---------- MATERIAL PROVIDED ----------

PR #159, opened 2021-09-08
Initial step to migrate docs to tailwind

Dhaulagiri:
## :pushpin: Summary

This PR lays the foundation for using tailwind for our docs. It currently does not actually import the tailwind styles at all since they break our existing design, but you can enable them for local testing and/or in subsequent PRs when we actually implement the new design.

Pull down the PR and add a tailwind class to a template and confirm it shows up correctly

## :+1: Definition of Done

- [x] Tailwind added
- [x] Determine how to address node incompatibility issue #160 
```
error tailwindcss@2.2.11: The engine "node" is incompatible with this module. Expected version ">=12.13.0". Got "10.24.1"
```

### DIFF
--- a/ember-flight-icons/ember-cli-build.js
+++ b/ember-flight-icons/ember-cli-build.js
@@ -7,6 +7,8 @@ module.exports = function (defaults) {
     // Add options here
     postcssOptions: {
       compile: {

----------

WORK INSTRUCTIONS: Report the number of lines, in the entries above, that contain the word "build", without any other text.

EXERCISE SOLUTION: 2